The good news is the robot is able to reliably pick up the ball off of the scissor lift, turn it around, flip it upside down, receive a power from the user, and run the conveyor belt at that power. This is demonstrated in the video on the bottom right.

To the right is the model created from the gathered training data, and based off of which the robot in the timelapse is making its decisions on. The robot was actively able to adjust the angle at which it dropped the ball but there is no sugarcoating here: this model proved to be 0% reliable across 15 tries to drop the ball in the cup (or 100% reliable at not making it into the cup :D ). This can, however, be explained.

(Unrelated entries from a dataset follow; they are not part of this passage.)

PR #88563, opened 2022-07-15
TSDB: fix rollup test testRollupSparseMetrics

weizijun:
fix rollup test testRollupSparseMetrics.
The test failed reason is that the last_value field (numeric_2) use the max aggs, so it must make the numeric_2 field in the desc order.

### DIFF
--- a/x-pack/plugin/rollup/src/test/java/org/elasticsearch/xpack/rollup/v2/RollupActionSingleNodeTests.java
+++ b/x-pack/plugin/rollup/src/test/java/org/elasticsearch/xpack/rollup/v2/RollupActionSingleNodeTests.java
@@ -6,7 +6,6 @@
  */
 package org.elasticsearch.xpack.rollup.v2;
 
-import org.apache.lucene.tests.util.LuceneTestCase;
 import org.elasticsearch.ElasticsearchException;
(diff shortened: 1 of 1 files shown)


csoulios:
This test has been fixed for PR #87929

csoulios:
@elasticmachine ok to test

salvatore-campagna:
Thanks @weizijun for your contribution. Indeed the issue was with using the Max aggregation. This has been fixed replacing the max aggregation with a top metrics aggregation in PR #87929 . That allows us to use values that don't need to be ordered anymore.

weizijun:
> Thanks @weizijun for your contribution. Indeed the issue was with using the Max aggregation. This has been fixed replacing the max aggregation with a top metrics aggregation in PR #87929 . That allows us to use values that don't need to be ordered anymore.

yeah, it need a Last aggregation, Now it hasn't. So the values will be desc when using the Max aggregation.

csoulios:
@weizijun if you don't mind I will close this PR in favor of https://github.com/elastic/elasticsearch/pull/87929 that follows a more generic  and correct approach to solving this problem.

weizijun:
> @weizijun if you don't mind I will close this PR in favor of #87929 that follows a more generic and correct approach to solving this problem.

ok!

PR #88564, opened 2022-07-15
TSDB: Fixed tsid parse unsigned_long value

weizijun:
Fixed tsid parse unsigned_long value: Use BigInteger to save unsigned_long


csoulios:
@elasticmachine ok to test

nik9000 (approved):

server/src/main/java/org/elasticsearch/search/DocValueFormat.java
```diff
@@ -712,19 +712,10 @@ public BytesRef parseBytesRef(Object value) {
...
-                    // For a long encoded number, we must check if the number can be the encoded value
-                    // of an unsigned_long.
-                    Number ul = (Number) UNSIGNED_LONG_SHIFTED.format(l);
-                    if (l == ul) {
-                        builder.addLong(f, l);
-                    } else {
-                        long ll = UNSIGNED_LONG_SHIFTED.parseLong(String.valueOf(l), false, () -> 0L);
-                        builder.addUnsignedLong(f, ll);
-                    }
+                    builder.addLong(f, (Long) v);
```
nik9000, line 715: The test failures come because this is `Integer`. Could you break arm of the if statement up into `else if (v instanceof Long l)` and `else if (v instanceof Integer i)`? I think that'd fix it.

server/src/main/java/org/elasticsearch/index/mapper/TimeSeriesIdFieldMapper.java
```diff
@@ -264,8 +264,14 @@ public void addLong(String fieldName, long value) {
...
-                out.write((byte) 'u');
-                out.writeLong(value);
+                Object ul = DocValueFormat.UNSIGNED_LONG_SHIFTED.format(value);
+                if (ul instanceof Long l) {
+                    out.write((byte) 'l');
+                    out.writeLong(l);
+                } else {
+                    out.write((byte) 'u');
+                    out.writeLong(value);
+                }
```
weizijun, line 274: @nik9000 I change the code, if the value is Long, use 'l' to encode it. If the value is too long, the value is a BigInteger type, so use the 'u' to encode it.
So, when decode the value, small value will decode to be Long, long value will decode to be BigInteger.

weizijun:
@elasticmachine update branch

weizijun:
@elasticmachine update branch

nik9000:
@csoulios, could you have a look at this one? I remember you having an opinion here, but I don't remember what it was.

weizijun:
@elasticmachine update branch

csoulios:
@elasticmachine merge upstream

csoulios (commented):
Change looks good. 
Can you please update the changelog file?

Thanks

csoulios (approved):
LGTM!

PR #88565, opened 2022-07-15
TSDB: Downsampling copies all settings from source to rollup index

csoulios:
This PR modified the rollup action so that all index settings are copied from the  source index to the rollup index. 

Relates to https://github.com/elastic/elasticsearch/pull/85708


x-pack/plugin/rollup/src/main/java/org/elasticsearch/xpack/rollup/v2/TransportRollupAction.java
```diff
@@ -427,42 +432,42 @@ public static String createRollupIndexMapping(
...
-                    .put(IndexMetadata.INDEX_ROLLUP_SOURCE_UUID.getKey(), originalIndexUuid)
-                    .put(IndexMetadata.INDEX_HIDDEN_SETTING.getKey(), sourceIndexMetadata.isHidden())
-                    // Add the time series index settings
-                    .put(IndexSettings.MODE.getKey(), indexMode)
-                    .putList(IndexMetadata.INDEX_ROUTING_PATH.getKey(), indexRoutingPath)
-                    .put(IndexSettings.TIME_SERIES_START_TIME.getKey(), startTime.toString())
-                    .put(IndexSettings.TIME_SERIES_END_TIME.getKey(), endTime.toString())
-            );
+        if (IndexMetadata.INDEX_ROLLUP_SOURCE_UUID.exists(sourceIndexMetadata.getSettings()) == false
+            || IndexMetadata.INDEX_ROLLUP_SOURCE_UUID.exists(sourceIndexMetadata.getSettings()) == false) {
```
dakrone, line 464: This is the same check twice, is one of these supposed to be checking the `*_NAME` instead of `*_UUID`?

x-pack/plugin/rollup/src/main/java/org/elasticsearch/xpack/rollup/v2/TransportRollupAction.java
```diff
@@ -427,42 +432,42 @@ public static String createRollupIndexMapping(
...
+            Index sourceIndex = sourceIndexMetadata.getIndex();
+            targetSettings.put(IndexMetadata.INDEX_ROLLUP_SOURCE_NAME.getKey(), sourceIndex.getName())
+                .put(IndexMetadata.INDEX_ROLLUP_SOURCE_UUID.getKey(), sourceIndex.getUUID());
```
dakrone, line 467: Do we already have a test for doing a rollup-of-a-rollup where the original index is maintained in the rollup source/uuid? If not, could you add one?

x-pack/plugin/rollup/src/main/java/org/elasticsearch/xpack/rollup/v2/TransportRollupAction.java
```diff
@@ -242,19 +246,20 @@ protected void masterOperation(
...
-                            final Settings settings = Settings.builder()
-                                .put(IndexMetadata.SETTING_BLOCKS_WRITE, true)
-                                .put(IndexMetadata.SETTING_NUMBER_OF_REPLICAS, sourceIndexMetadata.getNumberOfReplicas())
-                                .build();
-                            UpdateSettingsRequest updateSettingsReq = new UpdateSettingsRequest(settings, rollupIndexName);
+                            final Settings.Builder settings = Settings.builder().put(IndexMetadata.SETTING_BLOCKS_WRITE, true);
+                            // Number of replicas had been previously set to 0 to speed up index population
+                            if (sourceIndexMetadata.getNumberOfReplicas() > 0) {
+                                settings.put(IndexMetadata.SETTING_NUMBER_OF_REPLICAS, sourceIndexMetadata.getNumberOfReplicas());
+                            }
```
dakrone, line 253: I don't understand this piece, why do we copy replicas only if they are greater than 0? How would this behave if someone had something like `index.auto_expand_replicas: 0-2` where the number of replicas is variable? Shouldn't we be consistent and maintain the number of replicas as defined?

dakrone (changes requested):
Thanks! I left a couple of comments

x-pack/plugin/rollup/src/main/java/org/elasticsearch/xpack/rollup/v2/TransportRollupAction.java
csoulios: Right now rollup-of-rollups does not fully work. I plan to add support for rollup-of-rollup in a following PR. 
I will definitely add tests in that PR

This part is only plumbing that is going to be needed for rollups of rollups

x-pack/plugin/rollup/src/main/java/org/elasticsearch/xpack/rollup/v2/TransportRollupAction.java
csoulios: Good catch, it was `_NAME`and `_UUID` . Fixing it now.

x-pack/plugin/rollup/src/main/java/org/elasticsearch/xpack/rollup/v2/TransportRollupAction.java
csoulios: The idea behind this is that when we create the rollup index we explicitly [set that `num_of_replicas=0`](https://github.com/elastic/elasticsearch/blob/52cf0f7de4d941a8e68d8fdb413fcf23334e9e2c/x-pack/plugin/rollup/src/main/java/org/elasticsearch/xpack/rollup/v2/TransportRollupAction.java#L508). We do so, because we don't want the index to replicate while we populate the index.

When all documents have been written in the index, we set the num_of_replicas equal to the num_of_replicas of the source index. Of course,  if num_of_replicas of the source index is 0, we don't have to do anything, hence the conditional.

x-pack/plugin/rollup/src/main/java/org/elasticsearch/xpack/rollup/v2/TransportRollupAction.java
csoulios: Fixed in [02c856d](https://github.com/elastic/elasticsearch/pull/88565/commits/02c856deba6986f5199c928b1dd829a667e53abc)

x-pack/plugin/rollup/src/main/java/org/elasticsearch/xpack/rollup/v2/TransportRollupAction.java
dakrone: > Right now rollup-of-rollups does not fully work.

As some subsequent work (not in this PR), does it make sense to reject the request if someone tries to rollup an index that's already been rolled up?

dakrone (approved):
LGTM, thanks!

x-pack/plugin/rollup/src/main/java/org/elasticsearch/xpack/rollup/v2/TransportRollupAction.java
csoulios: In data streams this cannot happen because no two indices for the same period can co-exist.

When it comes to concrete indices, there are very valid use cases for allowing multiple rollup indices of the same source index. For example having multiple rollup intervals (hourlies, dailies etc) or having multiple timezones (right now we support only UTC, but tin the future we should support more timezones).

csoulios:
Thanks a lot for the review!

Some of the reasons include slack in the motor and imprecise zeroing. When training the robot, the conveyor belt would push back very far against the push button, causing its starting angle to be lower than it was for the 'real run.' I tried to match the code but even across multiple runs, the angle of release would change and the conveyor belt would keep pushing farther and farther back against the push button (despite zeroing it). The drop angle ended up being extremely inconsistent across multiple trials even in training, despite restarting code between each trial and forcing it to drop at a specific angle. Another factor are the grabber arms themselves, as I had to adjust their initial starting angle manually if the program terminated early, and that caused the motor to run inconsistent angles (if it grabbed the ball tighter it would take them longer to open). Other issues arose with the rigidity of the cup running on the conveyor belt (it was pretty floppy), and the battery of the EV3's, which caused the speed of the conveyor belt to fluctuate (and I only had one power cable). 

So is it doomed to never work? Not exactly. There are some things I could do better to make this design stronger, and future iterations more uselful.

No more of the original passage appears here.